Published October 17, 2017
Mr. Nightingale at the RTC during the CVE Community Policing Course
We are pleased to feature one of INL’s Program Officers to the RTC Program - Mr. Nightingale. It was a pleasure to host him during our recent Countering Violent Extremism (CVE) Course and engage him in a conversation on the training program. Let’s hear what he has to say!
Could you briefly introduce yourself?
I am a program officer for the International Law Enforcement Academy (ILEA) program. There are six (6) ILEA academies worldwide including the RTC – we provide all of the assistance to implement the training programs worldwide.
You've been a Program Officer for the RTC since its inception. Over the years, we've seen the program evolve to meet emerging security trends. Could you speak to that evolution and what fuels that process?
The evolution of the training and curriculum is largely driven by the administration in power and also the leadership within the program. Courses have stayed fairly consistent overtime. Several years ago the program was a bit stagnant with little to no innovations to the curriculum; however, thanks to strong leadership on the program we have increased the amount of innovation to be able to address many security related issues and trends.
Building on my previous question, we are seeing more courses under the CVE theme. Is this a new direction for INL? Where does that leave the traditional investigative courses which are still critical in combatting transnational organized crime?
The traditional investigative courses are always going to be a priority. Essentially these courses are no different from the Countering Violent Extremism (CVE) courses. To some extent we’ve been developing new CVE courses but also re-branding what is already being done to meet policy priorities. INL is focused on the preventive side of CVE. We are looking at the drivers of violent extremism such as grievances and corruption within the community. Those are some of the drivers that lead community members to want to commit acts of violence. So we are offering this course this week on community oriented policing with emphasis on how the police can interact with the community to mitigate violent extremism within the community by building relationships and trust. If law enforcement has a good relationship with the community, they gain additional information from the community to prevent and deter criminal activity.

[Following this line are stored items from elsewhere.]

PR #329, opened 2023-09-26
Bump rust deps. Update osmosis-std

piobab:
- bump rust deps
- use latest osmosis-std 0.19.2 (has a fix for stableswap serde problem). I couldn't prepare proper test case because there is an issue with test-tube and cw-it dependency which breaks some tests. For now prove for correct LSD setup with new osmosis-std in separate branch (just see `query_lsd_price` test case result) https://github.com/mars-protocol/red-bank/tree/fix/stableswap-pool-serde

### DIFF
--- a/Cargo.lock
+++ b/Cargo.lock
@@ -4,9 +4,9 @@ version = 3
 
 [[package]]
 name = "addr2line"
-version = "0.20.0"
+version = "0.21.0"
 source = "registry+https://github.com/rust-lang/crates.io-index"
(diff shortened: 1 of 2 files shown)


Cargo.lock
```diff
@@ -1996,7 +1997,7 @@ name = "mars-osmosis"
 version = "2.0.0"
 dependencies = [
  "cosmwasm-std",
- "osmosis-std",
+ "osmosis-std 0.19.2",
```
piobab, line 2000: and also fix included here

larry0x (approved):

dancreee (approved):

Let's talk about sustainability. As long as there is criminal activity, there will be the need for law enforcement. Where do you see the RTC program in the next five years?
Absolutely! There will always be the need to address criminal activity and the ILEA program can assist with that. In Ghana we have an excellent host. The Government of Ghana (GOG) is very much engaged with the RTC. We are training thousands of law enforcement officers annually and there is a strong desire to gauge the impact of our training on the participants we are serving. The in-country needs of our participants are growing. Criminal activities transcend borders, cultures and languages. Criminal activities are international in nature; we know for example that narcotics produced in South America are trafficked to West Africa and delivered to consumers in Europe. How can West African countries build partnerships with South American countries to gain operational knowledge in criminal activity? So expect to see the program expand to establish linkages with partners across the globe.
Having been in existence for over 5 years now, the RTC has built a solid alumni database within the region. Do you think the RTC is doing its best to leverage its alumni database in a way that builds on the program?
Mr. Nightingale on a visit at the RTC
We often view the RTC as a model within the program for alumni outreach activities. It is worth commending the RTC for a lot of great alumni outreach initiatives through repeated newsletters and surveys. We have come a long way with our alumni outreach but we need to do better. We know that there is a lot of work going on in the countries of the officers being trained. We have seen how the ILEA trainings have contributed to the success of our alumni. We have seen officers rise through the ranks and become heads of their organizations and so I anticipate that the alumni network will expand. With continued engagement with our alumni we will be able to measure the impact of the trainings on the professional development of the alumni and more broadly within their organizations. We expect to continuously build relationships between the U.S law enforcement and foreign law enforcement. One thing that we will look at doing is potentially implementing things like refresher trainings for our alumni. The refresher training will not replace traditional basic classroom training but our federal and state local law enforcement agency partners can be basically there to provide refresher training for our alumni and be a resource for our alumni. We are in a good position now but we need to keep strengthening our outreach capabilities.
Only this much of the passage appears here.